No, I’m not a Borderer, although I’m proud to carry a Border name.
The Steel Bonnets by GMF is a marvellous book. My copy is heavily dogeared
One thing it does show in connection with this thread is the utter pointlessness of describing someone at the time of Wallace, or indeed for the next 300 years as simply “a Scot”.
You had the Highlanders,essentially to the North, then moving South a belt somewhat equating to todays industrial Central Belt, where the Lowlanders lived, then the Borders.
(Scots always use the term Borders, with an “s”, not the Border of the English)
The Borderers, like the Highlanders, had a society that was very similar in many ways to the North American Indian; far more tribal than national.
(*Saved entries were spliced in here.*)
PR #901, opened 2025-07-25
doc: Add links to translated README versions

dowithless:
Added language selection links to the README for easier access to translated versions: German, Spanish, French, Japanese, Korean, Portuguese, Russian, and Chinese.

The updated links can be previewed in my forked repository: https://github.com/dowithless/sniffnet/tree/patch-1

### DIFF
--- a/README.md
+++ b/README.md
@@ -15,6 +15,18 @@ Translated in:<br>
 🇨🇳 🇩🇪 🇫🇷 🇷🇺 🇵🇹 🇪🇦 🇮🇹 🇵🇱 [+&nbsp;14&nbsp;more&nbsp;languages](https://github.com/GyulyVGC/sniffnet/issues/60)
 </div>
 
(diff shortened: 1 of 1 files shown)


GyulyVGC:
Thanks for your time, but I'm not totally convinced this is a so useful addition.

It feels like this job is already done pretty well by the default translator on the web browser.

dowithless:
> Thanks for your time, but I'm not totally convinced this is a so useful addition.
> 
> It feels like this job is already done pretty well by the default translator on the web browser.

Thank you for your feedback! The translations here are processed using AI technology. Based on comparative tests, I believe they deliver better readability and fluency than default browser translations.

GyulyVGC:
Another thing that I don't like very much is that users are redirected to an external website from GitHub.

I'll consider this maybe in the future, but for the moment I prefer keeping things as they are 👍

Issue #898, opened 2025-07-24
Wrapper script for macOS: use a relative path to the executable instead of an absolute path


GyulyVGC:
When installing Sniffnet with the provided Disk Image, it requires the app to be placed in the Applications folder in order to work.

This is because on macOS Sniffnet is launched via a [wrapper script](https://github.com/GyulyVGC/sniffnet/blob/main/resources/packaging/macos/wrapper.sh) that references the executable absolute path.
This issue proposes to launch it with a relative path instead so that we can avoid issues like #888.

Problems in fixing this issue:
- we cannot use `$PWD` since it contains the directory where the script is launched, not the script directory
- I almost got it working using `DIR=$(cd "$(dirname "$0")"; pwd -P)`, but then for some reason `$DIR` is not correctly expanded in the osascript "do shell script"

InfraWhisperer:
Hey @GyulyVGC, Please look at my changes to fix this. Thanks!

PR #948, opened 2025-08-31
fix wrapper script to use relative path on macos

InfraWhisperer:
## Summary

Fixes the macOS wrapper script to use relative paths instead of absolute paths, allowing the Sniffnet app to run from any location without requiring installation in the Applications folder.

## Changes

1. Modified wrapper.sh to dynamically detect script directory using $(cd "$(dirname "$0")" && pwd)
2. Changed from hardcoded /*/Sniffnet.app/Contents/MacOS/sniffnet to relative path resolution
3. Used realpath to properly expand the path before passing to osascript to avoid variable expansion issues

## Test plan

1. Verified path resolution works correctly from different directories
2. Confirmed osascript command formation is valid
3. Tested that the script no longer depends on specific installation location

Fixes: #898

### DIFF
--- a/resources/packaging/macos/wrapper.sh
+++ b/resources/packaging/macos/wrapper.sh
@@ -1,4 +1,4 @@
 #!/usr/bin/env zsh
-SCRIPT_DIR="$(cd "$(dirname "$0")" && pwd)"
+SCRIPT_DIR="$(cd "$(dirname "$0")" && pwd -P)"
 SNIFFNET_PATH="$SCRIPT_DIR/sniffnet"
 osascript -e "do shell script \"'$SNIFFNET_PATH' >/dev/null 2>&1 &\" with prompt \"Comfortably monitor your Internet traffic.\" with administrator privileges"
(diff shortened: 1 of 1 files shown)


GyulyVGC:
Thanks for your attempt.
However, the `realpath` command seems to not be installed by default on all the macOS versions.
In fact I get this error: `command not found: realpath`.

InfraWhisperer:
> realpath

Sorry, my bad, I assumed realpath exists. I removed the usage of realpath and tested again. Please let me know if this works in your env too.

GyulyVGC:
Nice, it now seems to work! Maybe it's worth it to use `pwd -P` to be sure that symbolic links are resolved.

GyulyVGC:
It's also interesting to notice how your use of single & double quotes is finally expanding the variable, which is what I was failing to do.

I'm wondering whether we can be sure that the variable is expanded correctly in all the environments.

GyulyVGC (approved):
:ship:

GyulyVGC:
@all-contributors please add @InfraWhisperer for platform.

PR #971, opened 2025-09-17
Fix AppImage error with `libpcap`

AlleM43:
https://github.com/GyulyVGC/sniffnet/pull/859#issuecomment-3303347936 Seems to have been caused by Debian 13 changing the name of the libpcap package. I've updated the manifest to use the new name.

### DIFF
--- a/resources/packaging/linux/AppImage/sniffnet.yml
+++ b/resources/packaging/linux/AppImage/sniffnet.yml
@@ -1,8 +1,8 @@
 app: Sniffnet
 ingredients:
-  dist: bookworm
+  dist: trixie
   packages:
-    - libpcap0.8
+    - libpcap0.8t64
   sources:
     - deb https://deb.debian.org/debian stable main
   debs:
--- a/resources/packaging/linux/AppImage/sniffnet.yml
+++ b/resources/packaging/linux/AppImage/sniffnet.yml
@@ -1,9 +1,9 @@
 app: Sniffnet
 ingredients:
-  dist: trixie
+  dist: buster
   packages:
-    - libpcap0.8t64
+    - libpcap0.8
   sources:
-    - deb https://deb.debian.org/debian stable main
+    - deb https://archive.debian.org/debian buster main
   debs:
     - /target/REPLACE_TAG


GyulyVGC:
Will this work with older distributions though? 🤔

GyulyVGC:
And why was it happening even if we were using bookworm?

https://packages.debian.org/search?searchon=sourcenames&keywords=libpcap

AlleM43:
It was happening because the manifest was pulling the package from the repository for the latest version of Debian. I could've modified to keep it pulling from the bookworm repository, but since the .deb is now being built for trixie I decided to update that line and keep it pulling from stable.

AlleM43:
> Will this work with older distributions though? 🤔

I did not consider this, though. libpcap from Trixie requires glibc 2.38. Seeing as the main `sniffnet` binary requires glibc 2.29, I'll be changing it to a version compatible as far back as possible

AlleM43:
Changed it to use Debian 10 libpcap. It would be possible to use Debian 11, but that would cause breakage in August next year when it's archived.

GyulyVGC:
Thanks, I prefer this solution.
Why not keeping `bookworm` at this point?

I'm also wondering whether I should also fix something in the .deb package building and the Docker package (they're both built on a ubuntu-latest runner) 🤔

AlleM43:
Bookworm libpcap requires glibc 2.33, which would have prevented running it on, among others, Debian 11 and Ubuntu 20.04.

GyulyVGC:
What about using ubuntu-latest for building the AppImage as well? Is that possible? So we're consistent with how I'm building the other packages.

AlleM43:
Please elaborate. In what way would ubuntu-latest be used in the AppImage build, beyond being the runner?

GyulyVGC:
Using it as the dist in the ingredients section. But I'm not really sure if it's possible and meaningful.

AlleM43:
That would cause the same problem as using Debian 13, with the libpcap requiring too new versions of glibc.

GyulyVGC:
Makes sense. 
Before merging I'd like to replicate the issue they pointed out to verify that this PR fixes it, but unluckily I'm not able to reproduce the problem.
The original AppImage built on bookworm with libpcap0.8 just works fine for me on my Debian:

image

EDIT: ok, I'm unsure why it's working on Debian, but I was able to finally replicate the issue on Fedora.

AlleM43:
If you remove the libpcap package from your host system you should be able to replicate the issue, or you can run the AppImage with the flag `--appimage-extract` and verify that the folder that's extracted doesn't contain libpcap.

GyulyVGC (approved):

GyulyVGC:
Works fine now!!
This changes are now on main, and the release was updated to include the newly built AppImages.

Thanks so much for your responsiveness and availability.

PR #999, opened 2025-10-31
Fix #639: disable background tooltips

### LINKED ISSUE #639: Background tooltips are visible on hover even when a modal is open in the foreground
When a modal (e.g., a setting page) is open in the foreground, background tooltips are visible when hovering on the corresponding area.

Scots allied with English to attack Scots and vice versa.
Even within a “name” factions could be at feud, as with the Kerrs of Ferniehurst and the Kerrs of Cessford.
Another Kerr, Sir Mark Kerr, led the Government (not English, anymore than the other sides were the Scots) Cavalry at Culloden.
So much of Scottish history is misunderstood by foreigners, even the English, because they assume that a Scot was a Scot in the sense of belonging to a national identity, when nothing could be further from the truth.
As for the Lowlanders, including Wallace himself, they were classed by the Highlanders as “sassenachs” just like the English.
(edited to add the word “cavalry” missed from my original post)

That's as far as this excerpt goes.